Microbial lipases with interest in biotechnology and infectious diseases: isolation, characterization and inhibition by natural substances
- Autores: Cristian Ruiz Rueda
- Directores de la Tesis: Pilar Díaz Lucea (dir. tes.)
- Lectura: En la Universitat de Barcelona ( España ) en 2006
- Idioma: inglés
- Tribunal Calificador de la Tesis: Antonio Ballesteros Olmo (presid.), Montserrat Busquets Abió (secret.), Antonio Juárez Giménez (voc.), Giovanni Nicolosi (voc.), Luciano Saso (voc.)
- Materias:
- Enlaces
- Tesis en acceso abierto en: TDX
- Resumen
Lipases are carboxylic ester hydrolases which act on acylglycerols to liberate fatty acids and glycerol. These enzymes are currently attracting an enormous attention because they are among the most versatile and widely used enzymes in biotechnological applications and due to their unique properties. Moreover, these enzymes and their inhibitors have a high pharmacological interest because some microbial lipases can act as virulence factors in several infectious diseases. Therefore, the general objective of the present work was the isolation, cloning, characterization and inhibition by natural substances of microbial lipases with interest in biotechnology and infectious diseases.

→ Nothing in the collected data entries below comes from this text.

PR #323, opened 2022-03-02
add DataChunkIDBIOSStartup4 and DataChunkIDBIOSStartup5

trynity:
Right now, we're just adding two additional startup modes
Longer term this would be better to be dynamic, since
according to the specification, there is no limit to the
number of Startup Modules.

From Intel's Documentation:

In order to enable more flexible flash layout, BIOS Init code can be split in multiple BIOS Startup Modules. Each BIOS Startup Module will have one corresponding Type 7 entry. Each Type 7 entry describes address and size of the corresponding BIOS Startup Module.

### DIFF
--- a/pkg/pcr/measurement_id.go
+++ b/pkg/pcr/measurement_id.go
@@ -705,6 +705,8 @@ const (
 	DataChunkIDBIOSStartup1
 	DataChunkIDBIOSStartup2
 	DataChunkIDBIOSStartup3
+	DataChunkIDBIOSStartup4
+	DataChunkIDBIOSStartup5
 	DataChunkIDACMPolicyStatus
 	DataChunkIDACMHeaderSVN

The first chapter was focused on the isolation and characterization of new" Bacillus" lipases to evaluate their biotechnological potential. The lipolytic system of several very active strains with an unknown lipolytic system was analyzed, and then, the lipases LipA from "Bacillus megaterium" CECT 370 and LipA from "Bacillus" sp. BP-6 were isolated, cloned and characterized. Both enzymes are family I.4 carboxylesterases closely related to "Bacillus subtilis" LipB, and have a high biotechnological potential due to their high stability and due to their molecular and biochemical properties.
Chapter 2 consisted in the isolation of 724 microorganisms from soil samples collected from a subtropical forest of Puerto Iguazú (Argentina). Among them, 449 showed one or more of the biotechnologically-interesting enzymatic activities true lipase, carboxylesterase, cellulase, xylanase and pectinase. CR-53 and CR-179, two very active isolates, were subsequently identified as two strains closely related to the species "Rhodococcus erythropolis" and "Bacillus subtilis", respectively. Further analysis revealed that strain CR-53 produces a cell-bound carboxylesterase of 60 kDa, one of the first lipases known in the genus "Rhodococcus," whereas strain CR-179 possesses a lipolytic system related to that of other "Bacillus".
Chapter 3 was focused in the development of a new, fast, simple and more sensitive colorimetric microassay with a low cost and suitable for high-throughput analysis of purified or non-purified lipolytic enzymes. The assay was subsequently used to evaluate the effect of several saturated fatty acids on five cell-bound or secreted "(Paeni)Bacillus lipases". These lipids inhibited all the enzymes analyzed, although secreted lipases were activated by low concentrations of these compounds. Activation of microbial lipases by fatty acids is a phenomenon detected here for the first time, and could be related to the properties and biological function of these secreted enzymes.
Chapter 4 consisted in the analysis of the inhibitory effect of several natural substances (saponins, flavonoids and alkaloids) on the model lipase from "Candida rugosa" (CRL) to evaluate their potential as antilipase drugs. beta-aescin, digitonin, kaempferol and (±)-catechin were selected as the best candidates for the treatment or prevention of lipase-related diseases due to the strong inhibition they produced on CRL, as well as due to their other beneficial effects and their low toxicity.
The aim of chapter 5 was to isolate, clone, characterize and evaluate the inhibition of lipases from the pathogens "Propionibacterium acnes" and "Helicobacter pylori". The analysis of GehA from "Propionibacterium acnes" P-37, a lipase considered as a major etiological agent in the pathogenesis of acne, revealed that this enzyme is very adapted to the skin conditions. EstV (HP0739), a family V carboxylesterase which was identified by analyzing "Helicobacter pylori" 26695 proteome, is the first lipase from this pathogen that has been cloned, purified and characterized. The evaluation of the effect of several natural substances on GehA and EstV revealed that beta-aescin, glycyrrhizic acid, (±)-catechin and kaempferol are promising candidates for the treatment of acne and/or ulcer due to their strong inhibitory activity on these lipases, as well as due to their other anctiacne or antiulcer effects and their low toxicity.